Work to be completed.
The expected answer is every line of the material, reproduced exactly.

--

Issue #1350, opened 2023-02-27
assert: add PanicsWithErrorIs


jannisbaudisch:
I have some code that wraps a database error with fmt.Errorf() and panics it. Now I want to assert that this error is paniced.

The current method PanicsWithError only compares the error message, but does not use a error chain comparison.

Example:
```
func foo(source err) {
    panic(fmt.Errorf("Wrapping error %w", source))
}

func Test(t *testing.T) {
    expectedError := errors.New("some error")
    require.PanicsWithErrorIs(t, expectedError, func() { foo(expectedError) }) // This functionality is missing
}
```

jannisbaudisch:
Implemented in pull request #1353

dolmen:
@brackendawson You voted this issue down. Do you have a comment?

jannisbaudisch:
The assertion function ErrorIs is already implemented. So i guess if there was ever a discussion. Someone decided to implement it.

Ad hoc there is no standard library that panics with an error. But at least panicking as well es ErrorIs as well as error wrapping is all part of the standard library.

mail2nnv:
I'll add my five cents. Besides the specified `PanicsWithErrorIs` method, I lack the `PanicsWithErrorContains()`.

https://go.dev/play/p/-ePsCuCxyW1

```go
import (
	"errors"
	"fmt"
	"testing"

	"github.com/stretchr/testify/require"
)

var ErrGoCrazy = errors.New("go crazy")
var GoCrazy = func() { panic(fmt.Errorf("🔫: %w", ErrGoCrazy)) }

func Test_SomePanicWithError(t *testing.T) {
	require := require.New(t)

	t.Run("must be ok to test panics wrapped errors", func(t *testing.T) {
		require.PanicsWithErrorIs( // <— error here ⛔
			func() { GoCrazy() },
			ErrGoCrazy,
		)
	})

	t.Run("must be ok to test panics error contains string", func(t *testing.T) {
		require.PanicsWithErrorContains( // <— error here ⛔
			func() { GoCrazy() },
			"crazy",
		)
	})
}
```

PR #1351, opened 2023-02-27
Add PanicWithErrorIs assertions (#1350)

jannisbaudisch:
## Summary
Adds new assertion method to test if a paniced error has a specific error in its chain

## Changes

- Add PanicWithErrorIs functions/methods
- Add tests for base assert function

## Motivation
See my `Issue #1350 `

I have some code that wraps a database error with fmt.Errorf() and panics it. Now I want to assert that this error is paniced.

--

Reply to the task.
Issue #1350, opened 2023-02-27
assert: add PanicsWithErrorIs


jannisbaudisch:
I have some code that wraps a database error with fmt.Errorf() and panics it. Now I want to assert that this error is paniced.

The current method PanicsWithError only compares the error message, but does not use a error chain comparison.

Example:
```
func foo(source err) {
    panic(fmt.Errorf("Wrapping error %w", source))
}

func Test(t *testing.T) {
    expectedError := errors.New("some error")
    require.PanicsWithErrorIs(t, expectedError, func() { foo(expectedError) }) // This functionality is missing
}
```

jannisbaudisch:
Implemented in pull request #1353

dolmen:
@brackendawson You voted this issue down. Do you have a comment?

jannisbaudisch:
The assertion function ErrorIs is already implemented. So i guess if there was ever a discussion. Someone decided to implement it.

Ad hoc there is no standard library that panics with an error. But at least panicking as well es ErrorIs as well as error wrapping is all part of the standard library.

mail2nnv:
I'll add my five cents. Besides the specified `PanicsWithErrorIs` method, I lack the `PanicsWithErrorContains()`.

https://go.dev/play/p/-ePsCuCxyW1

```go
import (
	"errors"
	"fmt"
	"testing"

	"github.com/stretchr/testify/require"
)

var ErrGoCrazy = errors.New("go crazy")
var GoCrazy = func() { panic(fmt.Errorf("🔫: %w", ErrGoCrazy)) }

func Test_SomePanicWithError(t *testing.T) {
	require := require.New(t)

	t.Run("must be ok to test panics wrapped errors", func(t *testing.T) {
		require.PanicsWithErrorIs( // <— error here ⛔
			func() { GoCrazy() },
			ErrGoCrazy,
		)
	})

	t.Run("must be ok to test panics error contains string", func(t *testing.T) {
		require.PanicsWithErrorContains( // <— error here ⛔
			func() { GoCrazy() },
			"crazy",
		)
	})
}
```

PR #1351, opened 2023-02-27
Add PanicWithErrorIs assertions (#1350)

jannisbaudisch:
## Summary
Adds new assertion method to test if a paniced error has a specific error in its chain

## Changes

- Add PanicWithErrorIs functions/methods
- Add tests for base assert function

## Motivation
See my `Issue #1350 `

I have some code that wraps a database error with fmt.Errorf() and panics it. Now I want to assert that this error is paniced.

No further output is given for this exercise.